Kumar: We both started filmmaking as video journalists fifteen years ago, and taking inspiration from and working inside dramatic situations with a camera. For this project we have also been influenced by the Norwegian film Oslo, August 31st which uses a brilliant storytelling technique of first and third person point of view by switching between a handheld camera and tripod. We also found inspiration from the repetitive prison scenes in Sam Peckinpah’s The Getaway

Filmmaker: What were the biggest challenges posed by production to those goals?

Kumar: The biggest challenge has been to try to predefine if the scenes represent calm or chaos, and from there decide how to shoot them. The production has given us plenty of surprises along the way, which has forced us to rethink our shooting. 

Filmmaker: What camera did you shoot on? Why did you choose the camera that you did? What lenses did you use?

Kumar: Painting as an activity is quite harmonious, even when it’s inspired by chaos. A lot of the film was shot handheld and on the go, and because of that, our choice fell on the Sony FS5 which is a strong camera easily adaptable for any situation. We took inspiration from our subject’s state of mind when determining how to shoot the film visually. 

An example of this is that certain scenes with art thief Karl Bertil are shot in the streets of Oslo with a run and gun 24-105 Canon L lens, simply to keep up with him. For other scenes, for example when he’s in prison, with a quiet and contemplative state of mind were shot on a tripod using Carl Zeiss’ lenses with high bokeh effect. For us this adaptable setup has been crucial for having the flexibility to film in diverse situations-in the open public, in institutions and other locations.

Filmmaker: Describe your approach to lighting.

Kumar: Our main idea has been to keep the locations as close to reality as possible and because of that a lot of the film is shot in low light with some grain to keep it authentic. On locations that were simply too dark, we brought LED lamps to make the room easier to document on camera.

Filmmaker: What was the most difficult scene to realize and why? And how did you do it?

Kumar: Sometimes situations happen out of the blue. The scene I’ll never forget is when Bertil, the art thief visits Barbora, the painter, and sees his portrait for the first time. When he sees the painting, during a period of low self-esteem, he realizes that Barbora’s image of him is as a strong, intelligent, beautiful man. This makes him very emotional, and he starts crying and seeks comfort from his new friend. 
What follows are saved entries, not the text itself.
PR #276, opened 2024-05-13
fix: add back member invite alias

k3llymariee:
This was accidentally removed when we generated the remaining resources from the openapi spec

Running `ldcli members --help` shows the new command:
```
Usage:
  ldcli members [command]

Available Commands:
  create       Invite new members
  create-teams Add a member to teams
  delete       Delete account member
  get          Get account member
  invite       Invite new members
  list         List account members
  update       Modify an account member

Global flags:
  -h, --help                  Get help about any command
      --access-token string   LaunchDarkly access token with write-level access
      --analytics-opt-out     Opt out of analytics tracking
      --base-uri string       LaunchDarkly base URI (default "https://app.launchdarkly.com")
  -o, --output string         Command response output format in either JSON or plain text (default "plaintext")

Use "ldcli members [command] --help" for more information about a command.
```

Note that the short description is the same as what we have for `create`, which comes straight from the openapi spec. Not sure what else we might want to put here instead.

Documenting the scene on camera is sort of like a dance with the subjects, letting myself be drawn into their feelings without taking space in the room. By trying to analyze their feelings, I decided when to zoom in to a closer image of Bertil’s face, when to take a step back, and when to physically go closer as they hug for several minutes. It was a really remarkable situation.

Filmmaker: Finally, describe the finishing of the film. How much of your look was “baked in” versus realized in the DI?

Kumar: Looks-wise this is a classic documentary with a raw look. The colors blue and orange as well as the contrast have been enhanced in the grading, and it has a small touch of grain added to it.